Коррекционная колония — не самое приятное место даже для того, кому пришлось немало полазить в тесных смердящих лабиринтах трубопроводов и подземных гидропонических ферм. Там оказываются те, которые совершили проступок слишком серьезный чтобы отделаться просто социальным деклассированием. Убийцы, насильники, грабители-рецидивисты. Глядя на почерневшие лица построенных в шеренгу заключенных, и вдыхая непереносимый, дерущий носоглотку, запах хлорки, Маан, отвлекая разум от окружающего, думал лишь о том, каким образом, черт возьми, этому парню удалось свести счеты с жизнью — здесь, в этом холодном царстве начищенных, но мутных полов, забранных грубой решеткой окон и многотонных бронированных дверей. О том чтобы вскрыть вены не могло быть и речи — заключенные, содержащиеся здесь, были лишены права владеть каким бы то ни было имуществом, у них не было даже авторучек, которые можно было бы загнать в глотку, или канцелярских скрепок, острыми концами которых можно провертеть отверстие в вене. Посуда из мягкого пластика — такой не заточишь об пол, получив примитивное, но функциональное лезвие. Высокие, в четыре метра, потолки — даже раздобыв веревку, не повесишься. Стены здесь были обшиты плотной губчатой резиной, один из надзирателей сказал, что это ввели несколько лет назад, когда какой-то сообразительный парень из деклассированных, уставший, видимо, и от окружающего, и от себя самого, разбежавшись, разбил голову о стену, да так удачно, что рухнул мертвым на месте.

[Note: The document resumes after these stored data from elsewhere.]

PR #76, opened 2017-09-26
Alert Definitions: add hash_expression

zakiva:
Depends on: https://github.com/ManageIQ/manageiq/pull/16397

Changes included: 

* Currently, it is possible to create an alert definition via API only with an expression as MiqExpression. Following the changes in https://github.com/ManageIQ/manageiq/pull/15315, this PR adds the ability to create an alert with hash expression. 

* Backward Compatibility: we would like to keep the option to create an alert with expression as MiqExpression without explicitly passing a `miq_expression` attribute. So the user will have now 3 options when sending a create request and will need to pass exactly one of the following:
1. `expression` which will be saved as MiqExpression (same as before).
2. `miq_expression`.
3. `hash_expression`.  

* Allowing editing an alert definition (with similar logic). 

* Deep symbolize for data. 

(This PR replaces https://github.com/ManageIQ/manageiq/pull/14979 with different implementation)

### DIFF
--- a/app/controllers/api/alert_definitions_controller.rb
+++ b/app/controllers/api/alert_definitions_controller.rb
@@ -1,16 +1,17 @@
 module Api
   class AlertDefinitionsController < BaseController
-    REQUIRED_FIELDS = %w(description db expression options).freeze
-
     before_action :set_additional_attributes
 
     def create_resource(type, id, data = {})
       assert_id_not_specified(data, type)
-      assert_all_required_fields_exists(data, type, REQUIRED_FIELDS)
       begin
-        data["expression"] = MiqExpression.new(data["expression"])
-        data["enabled"] = true if data["enabled"].nil?
-        super(type, id, data).serializable_hash.merge("expression" => data["expression"])
+        update_miq_expression(data) if data["expression"]
+        alert = if data["hash_expression"]
+                  super(type, id, data.deep_symbolize_keys).serializable_hash
+                else
+                  super(type, id, data).serializable_hash
+                end
+        alert.merge("expression" => alert["miq_expression"] || alert["hash_expression"])
       rescue => err
         raise BadRequestError, "Failed to create a new alert definition - #{err}"
       end
@@ -19,8 +20,12 @@ module Api
     def edit_resource(type, id = nil, data = {})
       raise BadRequestError, "Must specify an id for editing a #{type} resource" unless id
       begin
-        data["expression"] = MiqExpression.new(data["expression"]) if data["expression"]
-        super(type, id, data)
+        update_miq_expression(data) if data["expression"]
+        if data["hash_expression"]
+          super(type, id, data.deep_symbolize_keys)
+        else
+          super(type, id, data)
+        end
       rescue => err
         raise BadRequestError, "Failed to update alert definition - #{err}"
       end
@@ -30,6 +35,11 @@ module Api
 
     def set_additional_attributes
       @additional_attributes = %w(expression)
+    end
+
+    def update_miq_expression(data)
+      data["miq_expression"] = data["expression"]
+      data.delete("expression")
     end
   end
 end
--- a/spec/requests/alert_definitions_spec.rb
+++ b/spec/requests/alert_definitions_spec.rb
@@ -71,7 +71,7 @@ describe "Alerts Definitions API" do
     sample_alert_definition = {
       "description" => "Test Alert Definition",
       "db"          => "ContainerNode",
-      "expression"  => { "eval_method" => "dwh_generic", "mode" => "internal", "options" => {} },
+      "expression"  => {"exp" => {"=" => {"field" => "Vm-name", "value" => "foo"}}, "context_type" => nil},
       "options"     => { "notifications" => {"delay_next_evaluation" => 600, "evm_event" => {} } },
       "enabled"     => true
     }
@@ -89,6 +89,66 @@ describe "Alerts Definitions API" do
         "exp" => sample_alert_definition["expression"]
       )
     )
+  end
+
+  it "creates an alert definition with miq_expression" do
+    sample_alert_definition = {
+      "description"    => "Test Alert Definition",
+      "db"             => "ContainerNode",
+      "miq_expression" => {"exp" => {"=" => {"field" => "Vm-name", "value" => "foo"}}, "context_type" => nil},
+      "options"        => { "notifications" => {"delay_next_evaluation" => 600, "evm_event" => {} } },
+      "enabled"        => true
+    }
+    api_basic_authorize collection_action_identifier(:alert_definitions, :create)
+    post(api_alert_definitions_url, :params => sample_alert_definition)
+    expect(response).to have_http_status(:ok)
+    alert_definition = MiqAlert.find(response.parsed_body["results"].first["id"])
+    expect(alert_definition).to be_truthy
+    expect(alert_definition.expression.class).to eq(MiqExpression)
+    expect(alert_definition.expression.exp).to eq(sample_alert_definition["miq_expression"])
+    expect(response.parsed_body["results"].first).to include(
+      "description" => sample_alert_definition["description"],
+      "db"          => sample_alert_definition["db"],
+      "expression"  => a_hash_including(
+        "exp" => sample_alert_definition["miq_expression"]
+      )
+    )
+  end
+
+  it "creates an alert definition with hash_expression" do
+    sample_alert_definition = {
+      "description"     => "Test Alert Definition",
+      "db"              => "ContainerNode",
+      "hash_expression" => { "eval_method" => "dwh_generic", "mode" => "internal", "options" => {} },
+      "options"         => { "notifications" => {"delay_next_evaluation" => 0, "evm_event" => {} } },
+      "enabled"         => true
+    }
+    api_basic_authorize collection_action_identifier(:alert_definitions, :create)
+    post(api_alert_definitions_url, :params => sample_alert_definition)
+    expect(response).to have_http_status(:ok)
+    alert_definition = MiqAlert.find(response.parsed_body["results"].first["id"])
+    expect(alert_definition).to be_truthy
+    expect(alert_definition.expression.class).to eq(Hash)
+    expect(alert_definition.expression).to eq(sample_alert_definition["hash_expression"].deep_symbolize_keys)
+    expect(response.parsed_body["results"].first).to include(
+      "description" => sample_alert_definition["description"],
+      "db"          => sample_alert_definition["db"],
+      "expression"  => sample_alert_definition["hash_expression"]
+    )
+  end
+
+  it "fails to create an alert definition with more than one expression" do
+    sample_alert_definition = {
+      "description"     => "Test Alert Definition",
+      "db"              => "ContainerNode",
+      "hash_expression" => { "eval_method" => "nothing", "mode" => "internal", "options" => {} },
+      "miq_expression"  => { "exp" => {"=" => {"field" => "Vm-name", "value" => "foo"}}, "context_type" => nil },
+      "options"         => { "notifications" => {"delay_next_evaluation" => 600, "evm_event" => {} } },
+      "enabled"         => true
+    }
+    api_basic_authorize collection_action_identifier(:alert_definitions, :create)
+    post(api_alert_definitions_url, :params => sample_alert_definition)
+    expect(response).to have_http_status(:bad_request)
   end
 
   it "deletes an alert definition via POST" do
@@ -122,7 +182,7 @@ describe "Alerts Definitions API" do
     api_basic_authorize(action_identifier(:alert_definitions, :edit, :resource_actions, :post))
     alert_definition = FactoryGirl.create(
       :miq_alert,
-      :expression => { :eval_method => "mw_heap_used", :mode => "internal", :options => {} },
+      :expression => { "exp" => {"=" => {"field" => "Vm-name", "value" => "foo"}}},
       :options    => { :notifications => {:delay_next_evaluation => 0, :evm_event => {} } }
     )
 
@@ -140,11 +200,7 @@ describe "Alerts Definitions API" do
     )
 
     expected = {
-      "expression" => {
-        "eval_method" => "mw_heap_used",
-        "mode"        => "internal",
-        "options"     => {}
-      },
+      "expression" => alert_definition.expression,
       "options"    => {
         "notifications" => {
           "delay_next_evaluation" => 60,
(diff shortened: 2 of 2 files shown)


zakiva:

zakiva:
@imtayadeway @moolitayer Please review
cc @simon3z @ilackarms

app/controllers/api/alert_definitions_controller.rb
```diff
@@ -1,25 +1,39 @@
...
     end
 
     def edit_resource(type, id = nil, data = {})
       raise BadRequestError, "Must specify an id for editing a #{type} resource" unless id
+      exp_values = expression_values(data)
+      if exp_values.size > 1
+        raise BadRequestError, "Must not specify more than one expression for editing a #{type} resource"
+      elsif exp_values.size == 1
+        if data["hash_expression"]
+          data["miq_expression"] = nil
```
moolitayer: So as we discussed with @zakiva this handles an edge case where a user wants to replace a hash expression with a miq expression or vice versa. Honestly I don't know if we should support that

moolitayer:
@imtayadeway @abellotti We need an API review here.

ilackarms:
@zakiva can you provide an example of a `curl` / HTTP request to add an alert definition?

zakiva:
> @zakiva can you provide an example of a curl / HTTP request to add an alert definition?

`curl -X POST -H "Content-Type: application/json" -d "@alert.json" http://localhost:3000/api/alert_definitions --user admin:smartvm`

example of `alert.json` file: 

```
{
   "action" : "create",
   "resource" : {
   	"description" : "Alert Description",
   	"db": "ContainerNode",
   	"miq_expression": {
   		"mode": "internal",
   		"options": {
   			},
   		"eval_method": "hostd_log_threshold"
   	},
   	"options": {
   		"notifications": {
   			"email": {
   				"from": "",
                                "to": []
            }
          }
        }
   }
}
```

zakiva:
ping @imtayadeway Can you please review?

zakiva:
ping @abellotti @imtayadeway

app/controllers/api/alert_definitions_controller.rb
```diff
@@ -1,26 +1,39 @@
...
   class AlertDefinitionsController < BaseController
-    REQUIRED_FIELDS = %w(description db expression options).freeze
+    REQUIRED_FIELDS = %w(description db options).freeze
 
     before_action :set_additional_attributes
 
     def create_resource(type, id, data = {})
       assert_id_not_specified(data, type)
       assert_all_required_fields_exists(data, type, REQUIRED_FIELDS)
+      if expression_values(data).size != 1
```
imtayadeway: This looks like business logic to me. What's more - it's duplicated on line 26. This should be added to the model as a validation, which will greatly simplify this code. The code here should be almost entirely concerned with deserializing the JSON request body and passing data to the model.

app/controllers/api/alert_definitions_controller.rb
```diff
@@ -1,26 +1,39 @@
 module Api
   class AlertDefinitionsController < BaseController
-    REQUIRED_FIELDS = %w(description db expression options).freeze
+    REQUIRED_FIELDS = %w(description db options).freeze
```
imtayadeway: I know that you're only changing this part - but I'm also confused as to why these "required fields" aren't expressed in the model too.

zakiva: Agreed, I can remove them in this PR and then add the validations in the model.

app/controllers/api/alert_definitions_controller.rb
zakiva: removed that, will add a validation in the model later on.

zakiva:
@imtayadeway PTAL

app/controllers/api/alert_definitions_controller.rb
```diff
@@ -1,26 +1,31 @@
 module Api
   class AlertDefinitionsController < BaseController
-    REQUIRED_FIELDS = %w(description db expression options).freeze
```
imtayadeway: You can nix this empty line too 😁

app/controllers/api/alert_definitions_controller.rb
```diff
@@ -1,26 +1,31 @@
...
 
     before_action :set_additional_attributes
 
     def create_resource(type, id, data = {})
       assert_id_not_specified(data, type)
-      assert_all_required_fields_exists(data, type, REQUIRED_FIELDS)
       begin
-        data["expression"] = MiqExpression.new(data["expression"])
+        create_miq_expression(data)
         data["enabled"] = true if data["enabled"].nil?
```
imtayadeway: Again, I know you're not touching this here (and feel free to leave for a follow up if appropriate) but this is more business logic - "an alert definition is enabled by default" - that belongs in the model

app/controllers/api/alert_definitions_controller.rb
```diff
@@ -31,5 +36,14 @@ def edit_resource(type, id = nil, data = {})
     def set_additional_attributes
       @additional_attributes = %w(expression)
     end
+
+    def expression_values(data)
+      data.slice("expression", "miq_expression", "hash_expression").values.compact
+    end
+
+    def create_miq_expression(data)
+      data["expression"] = MiqExpression.new(data["expression"]) if data["expression"]
```
imtayadeway: I'm not sure I understand why this is necessary. Type coercion should be handled by the setter in the model - if that's not currently the case then that needs to be added so we don't have to munge the data here (and anywhere else for that matter).

app/controllers/api/alert_definitions_controller.rb
```diff
@@ -1,26 +1,31 @@
...
-        super(type, id, data).serializable_hash.merge("expression" => data["expression"])
+        super(type, id, data.deep_symbolize_keys).serializable_hash.merge("expression" => expression_values(data).first)
       rescue => err
         raise BadRequestError, "Failed to create a new alert definition - #{err}"
       end
     end
 
     def edit_resource(type, id = nil, data = {})
       raise BadRequestError, "Must specify an id for editing a #{type} resource" unless id
+      if expression_values(data).size == 1
```
imtayadeway: Is this still needed? Again, this is another business rule that needs to be encapsulated in the model.

app/controllers/api/alert_definitions_controller.rb
```diff
@@ -1,26 +1,31 @@
...
 
     def create_resource(type, id, data = {})
       assert_id_not_specified(data, type)
-      assert_all_required_fields_exists(data, type, REQUIRED_FIELDS)
       begin
-        data["expression"] = MiqExpression.new(data["expression"])
+        create_miq_expression(data)
         data["enabled"] = true if data["enabled"].nil?
-        super(type, id, data).serializable_hash.merge("expression" => data["expression"])
+        super(type, id, data.deep_symbolize_keys).serializable_hash.merge("expression" => expression_values(data).first)
```
imtayadeway: Why is the `deep_symbolize_keys` needed? If it's for a particular serialized column that is keyed with symbols, I think it would be better to make that explicit rather than converting everything wholesale

app/controllers/api/alert_definitions_controller.rb
zakiva: done :-)

app/controllers/api/alert_definitions_controller.rb
zakiva: Right, removing that too. This should be handled explicitly by the user.
cc @moolitayer @elad661

app/controllers/api/alert_definitions_controller.rb
zakiva: We want the created alerts via API to be identical to alerts created in other places. 
It is not a particular (single) column, so I think it will be nicer not to list them.

app/controllers/api/alert_definitions_controller.rb
zakiva: OK, moved it to the model: https://github.com/ManageIQ/manageiq/pull/16397

app/controllers/api/alert_definitions_controller.rb
zakiva: I will remove that too.
The intention here was to handle the case of replacing a miq expression with hash expression (and vice versa) when editing an alert, but we can leave that to the user to explicitly nullify these fields. 
cc @moolitayer @elad661

zakiva:
@imtayadeway Thanks for the review! I made the requested changes.

elad661:
@imtayadeway now that the change in the model ( https://github.com/ManageIQ/manageiq/pull/16397 ) is merged, can we get this PR merged too, or are there any other required changes?

bazulay:
@imtayadeway @abellotti  PTAL

elad661:
@imtayadeway Can you please take a look? This PR has been waiting for a re-review for almost a month now...

bazulay:
@gtanzillo  ping

app/controllers/api/alert_definitions_controller.rb
```diff
@@ -31,5 +28,10 @@ def edit_resource(type, id = nil, data = {})
     def set_additional_attributes
       @additional_attributes = %w(expression)
     end
+
+    def update_miq_expression(data)
+      data["miq_expression"] = data["expression"]
```
imtayadeway: I'm still not sure why this is needed. Doesn't the model support this via both `#expression=` and `#miq_expression=` ?

app/controllers/api/alert_definitions_controller.rb
```diff
@@ -1,16 +1,13 @@
...
 
     def create_resource(type, id, data = {})
       assert_id_not_specified(data, type)
-      assert_all_required_fields_exists(data, type, REQUIRED_FIELDS)
       begin
-        data["expression"] = MiqExpression.new(data["expression"])
-        data["enabled"] = true if data["enabled"].nil?
-        super(type, id, data).serializable_hash.merge("expression" => data["expression"])
+        update_miq_expression(data) if data["expression"]
+        alert = super(type, id, data.deep_symbolize_keys).serializable_hash
```
imtayadeway: I'm concerned that this `deep_symbolize_keys` will corrupt an incoming `MiqExpression`:

```ruby
{"=" => {"field" => "foo", "value" => "bar"}}.deep_symbolize_keys # => {:"=" => {:field => "foo", :value => "bar"}}
```

spec/requests/alert_definitions_spec.rb
```diff
@@ -81,7 +81,7 @@
     alert_definition = MiqAlert.find(response.parsed_body["results"].first["id"])
     expect(alert_definition).to be_truthy
     expect(alert_definition.expression.class).to eq(MiqExpression)
-    expect(alert_definition.expression.exp).to eq(sample_alert_definition["expression"])
+    expect(alert_definition.expression.exp).to eq(sample_alert_definition["expression"].deep_symbolize_keys)
```
imtayadeway: This looks wrong, because miq expressions are not keyed with symbols (see above)

spec/requests/alert_definitions_spec.rb
```diff
@@ -91,6 +91,66 @@
...
+      "options"        => { "notifications" => {"delay_next_evaluation" => 600, "evm_event" => {} } },
+      "enabled"        => true
+    }
+    api_basic_authorize collection_action_identifier(:alert_definitions, :create)
+    post(api_alert_definitions_url, :params => sample_alert_definition)
+    expect(response).to have_http_status(:ok)
+    alert_definition = MiqAlert.find(response.parsed_body["results"].first["id"])
+    expect(alert_definition).to be_truthy
+    expect(alert_definition.expression.class).to eq(MiqExpression)
+    expect(alert_definition.expression.exp).to eq(sample_alert_definition["miq_expression"].deep_symbolize_keys)
```
imtayadeway: As above

spec/requests/alert_definitions_spec.rb
```diff
@@ -91,6 +91,66 @@
     )
   end
 
+  it "creates an alert definition with miq_expression" do
+    sample_alert_definition = {
+      "description"    => "Test Alert Definition",
+      "db"             => "ContainerNode",
+      "miq_expression" => { "eval_method" => "dwh_generic", "mode" => "internal", "options" => {} },
```
imtayadeway: Is this supposed to be a hash expression standing in place of an miq expression? Even if this "works", I wouldn't want us to officially support this surprising behavior

spec/requests/alert_definitions_spec.rb
```diff
@@ -91,6 +91,66 @@
...
+      "expression"  => sample_alert_definition["hash_expression"]
+    )
+  end
+
+  it "fails to create an alert definition with more than one expression" do
+    sample_alert_definition = {
+      "description"     => "Test Alert Definition",
+      "db"              => "ContainerNode",
+      "hash_expression" => { "eval_method" => "nothing", "mode" => "internal", "options" => {} },
+      "miq_expression"  => { "eval_method" => "dwh_generic", "mode" => "internal", "options" => {} },
```
imtayadeway: As above

spec/requests/alert_definitions_spec.rb
```diff
@@ -156,6 +216,77 @@
...
+      :options         => { :notifications => {:delay_next_evaluation => 0, :evm_event => {} } }
+    )
+
+    exp = { :eval_method => "mw_heap_used", :mode => "internal", :options => {} }
+
+    post(
+      api_alert_definition_url(nil, alert_definition),
+      :params => {
+        :action          => "edit",
+        :miq_expression  => exp,
```
imtayadeway: As above

spec/requests/alert_definitions_spec.rb
```diff
@@ -156,6 +216,77 @@
...
+      :hash_expression => { :eval_method => "nothing", :mode => "internal", :options => {} },
+      :options         => { :notifications => {:delay_next_evaluation => 0, :evm_event => {} } }
+    )
+
+    post(
+      api_alert_definition_url(nil, alert_definition),
+      :params => {
+        :action          => "edit",
+        :hash_expression => { :eval_method => "event_threshold", :mode => "internal", :options => {} },
+        :miq_expression  => { :eval_method => "mw_heap_used", :mode => "internal", :options => {} }
```
imtayadeway: As above

app/controllers/api/alert_definitions_controller.rb
elad661: This is needed because the setter in the model for `expression=` looks like this: https://github.com/ManageIQ/manageiq/blob/master/app/models/miq_alert.rb#L59-L65
```ruby
    if exp.kind_of?(MiqExpression)
      self.miq_expression = exp
    elsif exp.kind_of?(Hash)
      self.hash_expression = exp
```

And the data we get from the api user is always a "hash" (but not a Hash Expression), because it's parsed json.

The model will only try to create a new MiqExpression from hash data if you explicitly use the `miq_expression` setter, so we need to check if the user provided us an "expression" parameter, and if so *explicitly* say we want a miq_expression and not an hash expression.

Since hash expressions are just ruby hashes, there's no cleaner way to do this - I don't think we'd want the model to attempt parsing hashes to see if they fit the "miq expression" or "hash expression" forms and magically decide which type to use.

elad661:
Thanks for the review. I fixed the tests and changed the controller to only do `.deep_symbolize_keys` on hash expressions (since those do need to be symbolized).

app/controllers/api/alert_definitions_controller.rb
imtayadeway: This is OK for now....can we look at deprecating the old API (i.e. `MiqAlert#expression`) in a follow up PR? Then I think a lot of the complexity of this controller could go away.

spec/requests/alert_definitions_spec.rb
imtayadeway: It looks like this is still a "hash_expression" in place of an "miq_expression"?

elad661: oh, you're right, I didn't actually fix this one when I said it was. I fixed it now.

app/controllers/api/alert_definitions_controller.rb
elad661: I'm fine with deprecating the `MiqAlert#expression`, and I can do a follow-up PR.

@moolitayer is there any reason to keep the old `MiqAlert#expression` API around?

moolitayer: In the model we would need to keep the `expression` due to the alerts screen.
In the API I agree we should deprecate and then drop.
(deprecate in Gaprindashvili and Drop in H?)

spec/requests/alert_definitions_spec.rb
```diff
@@ -71,7 +71,7 @@
     sample_alert_definition = {
       "description" => "Test Alert Definition",
       "db"          => "ContainerNode",
-      "expression"  => { "eval_method" => "dwh_generic", "mode" => "internal", "options" => {} },
+      "expression"  => {"exp" => {"=" => {"field" => "Vm-name", "value" => "foo"}}, "context_type" => nil},
```
abellotti: Just curious about these changes, description mentioned being backward compatible, why are these needed ?

elad661: Because, as @imtayadeway noted in this comment https://github.com/ManageIQ/manageiq-api/pull/76#discussion_r154723513, the expression there was not actually a MiqExpression, so that means the test was wrong. It wasn't supposed to "work" like that.

abellotti: 👍 thanks for clarifying.

abellotti:
Thanks @zakiva for the API Enhancement and everyone for the reviews.  This LGTM!! 👍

У людей, собранных здесь, не было права распоряжаться собственной жизнью, поскольку они не до конца искупили свой долг перед обществом. Должно быть Гниль, поселившаяся в его теле, наделила доселе дремлющее сознание на удивление сильной фантазией. Весь интерьер — небольшие рукомойники с коричневой, тронутой маслянистой пленкой, водой и лежанки, больше похожие на груды тряпья. Глядя на этот интерьер, Маан размышлял о том, насколько же Гниль должна испугать человека чтобы побудить его свести счеты с жизнью здесь, где это практически невозможно.
Но когда ему показали скорчившееся в углу камеры тело, казавшееся необычайно тощим и серым, как огромное, выросшее до человеческих размеров, насекомое, Маан понял — иногда обстоятельства бессильны задержать того, кто твердо решил уйти из этой жизни.
Восстановить картину его последних минут удалось без труда, свидетелей хватало с избытком, да и без этого все выглядело очевидным. Мертвец, которого Маан знал лишь по номеру, и в самом деле проявил фантазию, удивив ко всему привычных надзирателей и охранников. Из обрывков одежды и постельных принадлежностей он тайком свил толстый жгут. Не очень длинный, едва ли больше полуметра, но ему этого хватило. Он обвязал его вокруг тощей шеи и, улучив момент, когда охранник отвернулся от камеры, засунул голову в рукомойник и мгновенно, не дав никому опомниться, привязал жгут к трубе каким-то сложным, хитрым узлом, так, что вытащить голову, не обрезав его, оказалось невозможным. Охранник быстро отпер дверь камеры, но поделать ничего не мог — узел был настолько сложным и тугим, что к тому моменту, когда подняли тревогу и вызвали подмогу с ножами, бороться уже было не за что.
Маану оставалось лишь засвидетельствовать смерть. Пятно Гнили, найденное на животе у мертвеца, уже было заботливо сфотографировано местным врачом. Цифра вместо имени, цифра в статистике и горсть пепла — вот и все, что оставил после себя этот человек, превзошедший всех окружающих, совершивший невозможное.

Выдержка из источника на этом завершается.